Exercise inputs Start Marker
PR #2795, opened 2026-08-05
fix(c): invalidate cache for .include and .incbin directives

bleggett:
This fixes a really nasty bug with sccache for C code where `.incbin` and `.include` directives weren't fully checked for cache consistency before being returned in the build cache.

This led to a case where a Linux kernel build that used `sccache` ended up with kmods signed with the *wrong signing key*, because the kernel's `certs/system_certificates.S` embeds the cert via assembler .incbin, and `sccache` would mistakenly return a stale signing key from a _previous_ build :upside_down_face: 

Ex:
certs/system_certificates.S embeds the cert via assembler .incbin:

```
  asm
  __module_cert_start:
        .incbin "certs/signing_key.x509"
  __module_cert_end:
        .incbin "certs/x509_certificate_list"
```

The sizes come from label arithmetic, not from the source text. So the preprocessed text of that file is byte-identical on every build regardless of which key is in signing_key.x509. `sccache` hashes the preprocessed output, gets a hit, and hands back an object containing the _old_ certificate.

`ccache` refuses to cache any translation unit containing .incbin precisely because of this (https://github.com/ccache/ccache/issues/136, documented in the ccache manual https://ccache.dev/manual/4.13.6.html). 

`sccache` has the detector but only wires it into preprocessor cache mode, which isn't enough.

Tested with a kernel build using this SHA, mismatch issue goes away. Also added some more unit tests.

I also did a pass to see if there are other similarly-shaped problems where the cache hashing/keying might be broken and return the wrong thing and found a few more minor ones, mostly around plugins/specs/struct layout randomization, those are fixed in the second commit.

### DIFF
--- a/src/compiler/c.rs
+++ b/src/compiler/c.rs
@@ -32,7 +32,7 @@ use crate::util::{
 use async_trait::async_trait;
 use fs_err as fs;
 use std::borrow::Cow;
-use std::collections::{HashMap, HashSet};
+use std::collections::{HashMap, HashSet, VecDeque};
 use std::ffi::{OsStr, OsString};
 use std::fmt;
 use std::hash::Hash;
@@ -503,6 +503,9 @@ where
                         );
                         return Ok(HashResult {
                             key,
+                            // Preprocessor cache mode is explicitly disabled for any
+                            // translation unit containing an `.incbin`.
+                            cacheable: Cacheable::Yes,
                             compilation: Box::new(CCompilation {
                                 parsed_args: self.parsed_args.clone(),
                                 is_locally_preprocessed: false,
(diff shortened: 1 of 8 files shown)


AJIOB:
This also should fix #2700

AJIOB:
Hi @bleggett ,

Looks like you have conflicts. Please, rebase your changes

bleggett:
> Hi @bleggett ,
> 
> Looks like you have conflicts. Please, rebase your changes

Rebased, thanks!

AJIOB:
Thanks for the fixes, @bleggett 

Is it ok for you, @sylvestre ?

src/compiler/c.rs
```diff
@@ -694,6 +793,174 @@ const PRAGMA_GCC_PCH_PREPROCESS: &[u8] = b"pragma GCC pch_preprocess";
...
+/// output alone therefore misses the dependency entirely: the named file can
+/// change while the cache key stays the same, and a stale object gets served,
+/// which we do not want.
+///
+/// `.include` names assembly source, so its contents have to be scanned in turn.
+/// That is the caller's job, since it is the one reading the files.
+fn find_asm_dependencies(bytes: &[u8]) -> Vec<AsmDependency> {
+    let mut dependencies = Vec::new();
+    let mut offset = 0;
+    while offset < bytes.len() {
```
sylvestre: .include/.incbin matching seems to be  too loose (c.rs:870)  no line-start requirement, no ?

src/compiler/c.rs
```diff
@@ -694,6 +793,174 @@ const PRAGMA_GCC_PCH_PREPROCESS: &[u8] = b"pragma GCC pch_preprocess";
...
+
+    let (rest, skipped_whitespace) = skip_asm_whitespace(after_directive);
+    let (quoting, body) = if let Some(body) = rest.strip_prefix(b"\\\"") {
+        (OperandQuoting::Escaped, body)
+    } else if let Some(body) = rest.strip_prefix(b"\"") {
+        (OperandQuoting::Plain, body)
+    } else if skipped_whitespace {
+        // gas requires a quoted file name. Not finding one means the operand was
+        // produced some other way, so we cannot tell what this depends on.
+        return Some((FileOperand::Unparsable, 0));
```
sylvestre, line 873: Since the caller matches .include/.incbin anywhere in the buffer with no line-start check, this bails out to Unparsable on ordinary C like opts.include = 1; or a ".include %s\n" string  literal, making the whole TU non-cacheable 
 the match needs a statement/line-boundary check before reaching here.

src/compiler/c.rs
bleggett: Yep, thanks. Fixed/added some tests.

src/compiler/c.rs
bleggett: Yep, thanks. Tighened up, and added some tests.

sylvestre:
> This branch has conflicts that must be resolved

sorry!

bleggett:
> > This branch has conflicts that must be resolved
> 
> sorry!

Rebased, thanks

bleggett:
Rebased again.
Exercise inputs End Marker
## Exercise instructions
Pick out every line above that holds the word "include" and copy it.

## Exercise solution
fix(c): invalidate cache for .include and .incbin directives
This fixes a really nasty bug with sccache for C code where `.incbin` and `.include` directives weren't fully checked for cache consistency before being returned in the build cache.
+/// `.include` names assembly source, so its contents have to be scanned in turn.
sylvestre: .include/.incbin matching seems to be  too loose (c.rs:870)  no line-start requirement, no ?
sylvestre, line 873: Since the caller matches .include/.incbin anywhere in the buffer with no line-start check, this bails out to Unparsable on ordinary C like opts.include = 1; or a ".include %s\n" string  literal, making the whole TU non-cacheable 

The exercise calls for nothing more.